● **Task item**
Without changing a single word, write out every entry.

● **Supplied information**
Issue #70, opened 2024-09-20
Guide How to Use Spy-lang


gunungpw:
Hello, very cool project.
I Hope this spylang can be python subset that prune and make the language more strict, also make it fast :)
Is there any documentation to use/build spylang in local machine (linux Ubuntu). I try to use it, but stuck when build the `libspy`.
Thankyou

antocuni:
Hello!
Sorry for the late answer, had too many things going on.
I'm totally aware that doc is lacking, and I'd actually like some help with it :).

● **Answer**
Issue #70, opened 2024-09-20
Guide How to Use Spy-lang


gunungpw:
Hello, very cool project.
I Hope this spylang can be python subset that prune and make the language more strict, also make it fast :)
Is there any documentation to use/build spylang in local machine (linux Ubuntu). I try to use it, but stuck when build the `libspy`.
Thankyou

antocuni:
Hello!
Sorry for the late answer, had too many things going on.
I'm totally aware that doc is lacking, and I'd actually like some help with it :).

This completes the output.